View Full Version : How much damage can the human eye take?
07-30-2003, 03:19 PM
All right, I'm writing a story and I wanna get some meager semblance of fact-checking. A Bad Guy has Another Bad Guy That Screwed Up And Is Being Punished In A Painful Manner tied down to a table. Part of ABGTSUAIBPIAPM's punishment involves having his eye sliced out.
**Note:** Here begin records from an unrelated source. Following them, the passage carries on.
PR #1807, opened 2015-07-10
Overseas passports application centre address change in Nepal

tadast:
The application centre address and opening hours in Nepal have changed.


chrisroos:
Looks good to me.

PR #1808, opened 2015-07-10
Overseas passports process changes in Vietnam

tadast:
The process in Vietnam has changed from apply online to apply in person. 

We've been advised to mimic the process in Laos.

```
Change - from online to apply in person at a UK VAC.

- Please use the same text, and logic as for Laos: https://www.gov.uk/overseas-passports/y/laos

- Include 2 UK VAC addresses for Vietnam - see new addresses in "Address Details" column. 
```


chrisroos:
The changes look OK to me, but I don't really feel as though I'm in a position to be able to check the changes in the rendered outcomes.

PR #1809, opened 2015-07-13
Live has been removed use on instead

edds:
Live is removed in the next version of jQuery, use on instead which has
the same behaviour.

http://jquery.com/upgrade-guide/1.9/#live-removed

### DIFF
--- a/app/assets/javascripts/smart-answers.js
+++ b/app/assets/javascripts/smart-answers.js
@@ -15,7 +15,7 @@ $(document).ready(function() {
 
     // events
     // get new questions on submit
-    $(formSelector).live('submit', function(event) {
+    $('#content').on('submit', formSelector, function(event) {
       $('input[type=submit]', this).attr('disabled', 'disabled');
       var form = $(this);
       var postData = form.serializeArray();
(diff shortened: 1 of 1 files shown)


tadast:
Have you tested that this works as intended? 

It looks correct to me, but according to the docs you've linked to the preferred syntax is ` $(document).on('submit', formSelector, function(event){...}`. I believe this syntax also works in case `formSelector` content is added via ajax/pjax.

edds:
@tadast you are indeed correct, in my head I thought I was changing `bind` to `on`. Have updated it to properly delegate rather than bind the events.

tadast:
:cool: Looks good to me now :+1:

chrisroos:
@edds: I don't suppose you'd be able to add some JS tests around this functionality? I realise this would be a pain because there aren't any similar tests at the moment.

edds:
@chrisroos without rewriting all the JavaScript, no. There is no way to tie into the JavaScript as it is all just run on load rather than following our styleguide of being encapsulated methods which can then be unit tested.

chrisroos:
@edds: Fair enough!

PR #1810, opened 2015-07-13
Simplify `SmartAnswer::FlowRegistry`

floehopper:
This PR converts all the remaining (test fixture) flows into classes and simplifies the `SmartAnswer::FlowRegistry` code since we no longer need to do the old-style `eval`-ing of flow files.


chrisroos:
Looks good to me!

tadast:
:confetti_ball:

PR #1811, opened 2015-07-13
Convert legalisation-document-checker to use ERB templates for outcomes

floehopper:
The only thing of note is that I've ended up with a `case` statement inside a loop, which isn't ideal. When I tried extracting each `when` statement into a partial, I had to pass in a couple of locals which made me decide it wasn't worth doing.


chrisroos:
Looks good to me.

PR #1813, opened 2015-07-13
Convert estimate-self-assessment-penalties to use ERB templates for outcomes

floehopper:
There's some slightly silly logic for formatting zero in different ways in the commit titled "Convert late outcome" which I've naively reproduced exactly. However, I question whether zero should be being formatted in these three different ways. Otherwise everything else was all pretty standard.


chrisroos:
Looks good to me.

floehopper:
Manually merged in 485c0bc36514f87c778908d891f8fa5b385d9258.

PR #1814, opened 2015-07-14
Overseas passports process changes

tadast:
This is a combination of already reviewed PRs that:

- change application waiting time in some countries
- removes Dual National notification from the start page
- changes wording for application waiting time in some countries
- changes application centre addresses in Nepal and China
- changes application processes in Vietnam and Burma

For more detailed changes please read the commit messages.

If everything is alright here I will revert [this](https://github.com/alphagov/smart-answers/blob/05fcaf50f3a0fd8d37806add3d2cce0930fbba7a/test/data/overseas-passports-questions-and-responses.yml#L26-L30) before merging.


chrisroos:
Looks good to me.

I think we spoke about this yesterday. Did you say that you'd get rid of the interim html artefact generation commits, and do it all in one go at the end?

tadast:
Thanks for reviewing!

> I think we spoke about this yesterday. Did you say that you'd get rid of the interim html artefact generation commits, and do it all in one go at the end?

Yes, I'll do it once we get a :+1: from Fact Check.

tadast:
This has been merged manually in ee2172e

I have removed all commits related to HTML generation, as master has changed to generating govspeak since (and regenerating govspeak for each change would have been a pain). I have also removed those four countries that have changed from the regression test inputs, as the regression tests where only useful when making changes for them.

floehopper:
Does the removal of the four countries still leave us with sufficient test coverage?

tadast:
@floehopper none of these changes have introduced any new code paths so we're as good as we were before. 

Actually, perhaps I should add lib/smart_answer/overseas_passports_helper.rb as a file dependency...

floehopper:
:+1:

PR #1815, opened 2015-07-14
Generate govspeak text output in regression tests instead of HTML

floehopper:
This is a non-spike version of #1794 which I will now close in favour of this one.

The changes in this PR mean that you can add `.txt` to the end of any outcome page URL in development/test and see a Govspeak version of the page. The title, body & next_steps are output in that order with a blank line between them.

We think that having the outputs stored in text form will make any diffs smaller and easier to understand.

One notable downside of this approach is that we would no longer have coverage of the previous question section of the HTML, but we've decided that we can live with that.

I've updated all the artefacts as part of the PR.


floehopper:
Manually merged in ac05978c64d2b57d64d8af361d110e95ce352bba.

PR #2642, opened 2016-07-14
SPIKE: Links from content to template/partial on GitHub

floehopper:
## Description

Trello card: https://trello.com/c/X7t256s9

I've prototyped a way to get from a piece of rendered content to the source template (or partial template) on GitHub. Currently this works as follows:

* Chunks of Govspeak-generated HTML are wrapped in a `<div>` element.
  * CSS classes are used to make the elements easily identifiable.
  * Data attributes are used to make the template path and content key available in the DOM
* Govspeak generated from a partial template is wrapped in a `<div>` element
  * CSS classes are used to make the elements easily identifiable.
  * Data attributes are used to make the template path and content key available in the DOM
  * The `markdown="1"` attribute means that Govspeak/Kramdown will still convert the wrapped text.
* Some JavaScript in the main application highlights the `<div>` elements mentioned above to the user.
  * Border, padding & margin are added to each element.
  * A link to the source template on GitHub is added (`release` branch).

## Heroku

I've deployed this to Heroku so people can have a play with it and see what they think. Here are a few URLs which show it in action:

* https://smart-answers-pr-2642.herokuapp.com/marriage-abroad
* https://smart-answers-pr-2642.herokuapp.com/marriage-abroad/y/italy/uk/partner_local/opposite_sex
* https://smart-answers-pr-2642.herokuapp.com/calculate-married-couples-allowance/y/yes/yes/1950-01-01/27701.0/yes
* https://smart-answers-pr-2642.herokuapp.com/calculate-married-couples-allowance/y/yes/yes/1950-01-01/27701.0/yes/123.0/2342.0/2342.0

## To Do

- [ ] Is it worth making it work for single-line/non-Govspeak content?
- [ ] Should probably only be available in some environments or require a query string parameter.
- [ ] Is the `release` branch the right place to links to?
- [ ] Would it better to have the JS in a bookmarklet i.e. not part of the main app?
- [ ] Possibly put the JS in the [GOV.UK Toolkit Chrome extension](https://github.com/alphagov/govuk-toolkit-chrome)?
- [ ] Prepending the `PartialTemplateWrapper` module into `ActionView::PartialRenderer` probably isn't very robust and the initializer should probably fail fast if the version of Rails changes significantly.
- [ ] Fix failing tests
- [ ] Add tests for new code

### Minimum wage calculator for employers

2016-07-14 at 16 08

### Marriage abroad

2016-07-14 at 16 09

### Calculate your Married Couple's allowance (question page)

2016-07-14 at 16 12

### Calculate your Married Couple's allowance (outcome page)

2016-07-14 at 16 10

### DIFF
--- a/app/assets/javascripts/smart-answers.js
+++ b/app/assets/javascripts/smart-answers.js
@@ -164,3 +164,25 @@ $(document).ready(function() {
   contentPosition.init();
 
 });
+
+$(document).ready(function() {
+  $('.debug.template').each(function() {
+    var element = $(this);
+    var path = element.data('path');
+    var filename = path.split('/').pop();
+    var key = element.data('key');
+    var url = 'https://github.com/alphagov/smart-answers/blob/release/' + path;
+    var anchor = $('<a>Template on GitHub (key: ' + key + ')</a>').attr('href', url).attr('style', 'color: deeppink;').attr('title', filename);
+    element.prepend(anchor);
+    element.attr('style', 'border: 3px solid deeppink; padding: 10px; margin: 3px');
+  });
+  $('.debug.partial-template').each(function() {
+    var element = $(this);
+    var path = element.data('path');
+    var filename = path.split('/').pop();
+    var url = 'https://github.com/alphagov/smart-answers/blob/release/' + path;
+    var anchor = $('<a>Partial template on GitHub</a>').attr('href', url).attr('style', 'color: hotpink;').attr('title', filename);
+    element.prepend(anchor);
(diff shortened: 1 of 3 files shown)


floehopper:
I've just pushed up some even more hack-y changes to have something similar working for non-govspeak / single-line content. I've also deployed those changes to the Heroku app. /cc @chrisroos

floehopper:
Note to self: maybe use the `deployed-to-production` branch instead of `release`...?

floehopper:
I showed this to a group of Content Designers on Thursday last week and they thought it would be useful, so I'm going to work on production-ising the code. In the meantime, I'm closing this PR.

PR #2035, opened 2015-10-26
Convert pay-leave-for-parents to Ruby

chrisroos:
This PR converts the final Smartdown flow (pay-leave-for-parents) to Ruby. Although it’s really quite large I hope the commits are relatively easy to follow. I’m fairly confident that the converted Smart Answer mirrors the original as the only regression test artefact changes are due to spaces and blank lines.

I’m convinced this code can be improved but I’ve tried to make this as much of a one-to-one conversion from Smartdown as possible.

Here’s an overview of the changes:

* First 7 commits update the Smartdown conversion tool to cope with additional requirements of the pay-leave-for-parents Smart Answer.

* Next 2 commits use the Smartdown conversion tool to generate the Ruby version of pay-leave-for-parents, and to rename the Smartdown version so that the names don’t clash.

* Next 7 commits manually copy the next node rules from the Smartdown questions to the Flow.

* Next 2 commits reorder the flow so that `employment_status_of_mother` and `employment_status_of_partner` appear in the code in the order they appear in the flow.

* Next commit adds `save_input_as` to all questions. This should make the conversion easier at it replicates Smartdown functionality.

* Next commit updates the flow class name.

* Next commit adds a placeholder calculator to the flow.

* Next 11 commits add `precalculate` blocks to questions to ensure question text interpolation works as expected. This involves copying methods to the calculator where appropriate.

* Next 7 commits replace the commented out `next_node` logic with equivalent Ruby code.

* Next 7 commits add permitted next nodes to the questions that use `next_node` with a block.

* Next 7 commits replace Smartdown conditionals (e.g. `$IF`) with ERB in outcome partials.

* Next 5 commits replace YAML interpolation tags with ERB in outcome partials.

* Next 2 commits add a script to convert the Smartdown scenarios to integration tests, and the converted integration tests.

* Next commit updates responses and expected results.

* Next commit moves the outcomes to their own directories. This is a change that’s happened in master since this branch was created.

* Next commit updates checksum data.

* Next commit reverts change to preload flows if running regression tests for pay-leave-for-parents. This is no longer necessary now that it’s been converted to Ruby.

* Next 13 commits manually rename pay-leave-for-parents test artefact directories. This should make it easier to see if there are any important differences when the regression tests run.

* Next 3 commits manually update pay-leave-for-parents test artefacts for questions, to find/replace date and salary amounts. This should make it easier to see if there are any important differences when the regression tests run.

[...]

PR #2643, opened 2016-07-15
Quick improvements to views: Remove unused partials and improve folder structure

selfthinker:
[Trello card](https://trello.com/c/yszihFOa/221-easy-frontend-fixes-and-cleanup)

While looking at the code I identified some quick things to improve.
I **removed 3 partials** which don't seem to be used. I searched the code base for them and couldn't find any reference. I found only a 100% [proof for `optional_date_question`](https://github.com/alphagov/smart-answers/commit/6275d7689549de9763c3b2ff2987555f525f3687). Although I found [where `country_question` and `text_question` were removed](https://github.com/alphagov/smart-answers/pull/2050), it was difficult to find evidence for their substitutes.
I also **improved the folder structure of the views** by moving all question types into their own folder.

## Expected change

Nothing visible/noticeable for the user. I ran the regression tests and they passed.


floehopper:
> Although I found where country_question and text_question were removed, it was difficult to find evidence for their substitutes.

Well done for tracking things down in the git history.

That PR (#2035) removed all Smartdown related functionality. The motivations behind the removal of Smartdown are documented in [ADR 1: Remove Smartdown code](https://github.com/alphagov/smart-answers/blob/master/doc/arch/adr-001-removing-smartdown.md).

There were only two published Smartdown flows:

* [Convert landlord-immigration-check from Smartdown to Smart Answer](https://github.com/alphagov/smart-answers/pull/1900)
* [Convert pay-leave-for-parents to Ruby](https://github.com/alphagov/smart-answers/pull/2035)

I imagine that the `country_question` and `text_question` were not used by either of these flows and so there was no need to create the non-Smartdown equivalent when they were converted.

I'm not sure whether I've explained that very well, so do ask me if it doesn't. In any case, it's not hugely important - the main thing is that the partials you have removed are not currently used.

pmanrubia:
@selfthinker did you run the regression tests after the last commit?

selfthinker:
As I mentioned in the description, I did run the regression tests and they passed. But now that there is a conflict, I can resolve it and run the tests again afterwards.

pmanrubia:
LGTM

PR #2644, opened 2016-07-18
Improve documentation about creating a new Smart Answer

chrisroos:
I've added example content for the landing, question and outcome page templates. I think this leaves us with a _slightly_ more realistic Smart Answer.


floehopper:
LGTM 👍

PR #2648, opened 2016-07-20
Add "Deploy to Heroku" button to README

floehopper:
## Description

Trello card: https://trello.com/c/X40d9w9t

Now, assuming a perfect local anesthetic - that keeps ABGTetc. from feeling too much pain, and thus he doesn't pass out - would it be feasible to describe him as being able to still see through that eye, even as the eyelids and muscle and such around the eye is being cut away, as long as the orb of the eye itself isn't damaged? Right now, I have the Bad Guy digging out a lot of the flesh around the eye, causing ABGTetc.'s eye to wiggle around randomly in the socket, just before cutting the optic nerve.
So would he be able to still see, even if it's very blurred, right up until the final cut, or would the stress just cause his eye to "shut down"?
07-30-2003, 03:53 PM
From what you describe, it seems ABG...would still be able to see out the eye until damage to the nerve or lense.
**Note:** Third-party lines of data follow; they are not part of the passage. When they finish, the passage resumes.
PR #2649, opened 2016-07-20
Enlarge hit area of checkboxes

selfthinker:
[Trello card](https://trello.com/c/FM41X6a8/227-accessibility-bug-checkboxes-have-no-large-hit-area)

This gives checkbox questions the standard design and makes it consistent with multiple choice questions. It increases the checkboxes' hit area so that it's easier to hit the otherwise tiny boxes.

Any flow with a checkbox question will be affected:

* benefit-cap-calculator
* energy-grants-calculator
* legalisation-document-checker
* maternity-paternity-calculator
* simplified-expenses-checker
* student-finance-calculator

I ran the regression tests after the commit again and they passed.

## Expected changes

Checkboxes will change their design from a non-standard to a standard design, which increases the hit area.
You can test it out on e.g. `/calculate-statutory-sick-pay/y`

Before:
screen shot 2016-07-20 at 16 58 21

After:
screen shot 2016-07-20 at 16 57 43

### DIFF
--- a/app/views/smart_answers/inputs/_checkbox_question.html.erb
+++ b/app/views/smart_answers/inputs/_checkbox_question.html.erb
@@ -1,7 +1,7 @@
 <ul class="options">
   <% question.options.each.with_index do |option, i| %>
     <li>
-      <label for="response_<%= i %>">
+      <label for="response_<%= i %>" class="selectable">
         <%= check_box_tag "response[]", option.value, prefill_value_includes?(question, option.value), id: "response_#{i}" %>
         <%= option.label %>
       </label>
--- a/test/artefacts/benefit-cap-calculator/default/yes/no/no.html
+++ b/test/artefacts/benefit-cap-calculator/default/yes/no/no.html
@@ -42,91 +42,91 @@
 
       <ul class="options">
     <li>
-      <label for="response_0">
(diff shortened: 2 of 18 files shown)


chrisroos:
If possible, it'd be good to link to a styleguide/reference page that explains that we should be using this `selectable` class for checkboxes.

Aside from my minor comment, this looks good to me @selfthinker.

selfthinker:
Unfortunately, we don't seem to have a styleguide for [static](https://github.com/alphagov/static) where these styles are coming from. (At least I couldn't find any and asked a couple of days ago in the frontend Slack channel, but got no reply.)
The **pattern** however is described in [Elements](http://govuk-elements.herokuapp.com/form-elements/#form-checkboxes), but we don't use that (yet) and it uses different HTML.

Shall I add a reference to Elements in the commit message anyway, even though Smart Answers doesn't use it? I guess it would make more sense to reference the radio buttons (i.e. the `multiple_choice` question type) within Smart Answers as that is using the same class.

chrisroos:
Hey @selfthinker. I think you could almost copy your entire reply to me into the commit message. I think that would give plenty of context for someone coming to this in future.

selfthinker:
I updated the commit message accordingly and also rebased with origin/master.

He would have a serious case of double vision, tho...possibly vertigo, leading to nausea(oh the possibilities). The eyes move together in sync. When they do not line up in sync, then the double vision occurs.
Although not as extreme as what you describe, my son had muscle damage that caused double vision.
07-30-2003, 04:10 PM
Although this site does not cover your exact question it may help.If I were to WAG I would say no it wouldn't effect your vision other than distorting vision like stated above.
07-30-2003, 06:41 PM
There's a famous description and illustration (http://www.lib.cam.ac.uk/Exhibitions/Footprints_of_the_Lion/private_scholar.html) in one of his notebooks of an experiment where Isaac Newton tried applying pressure to the back of his eyeball using a needle inserted between it and the socket. To quote from the transcription on that page (for the CUL exhibition last year that included the notebook):I tooke a bodkine gh & put it betwixt my eye & [the] bone as neare to [the] backside of my eye as I could: & pressing my eye [with the] end of it (soe as to make [the] curvature a, bcdef in my eye) there appeared severall white darke & coloured circles r, s, t, &c. Which circles were plainest when I continued to rub my eye [with the] point of [the] bodkine, but if I held my eye & [the] bodkin still, though I continued to presse my eye [with] it yet [the] circles would grow faint & often disappeare untill I removed [them] by moving my eye or [the] bodkin.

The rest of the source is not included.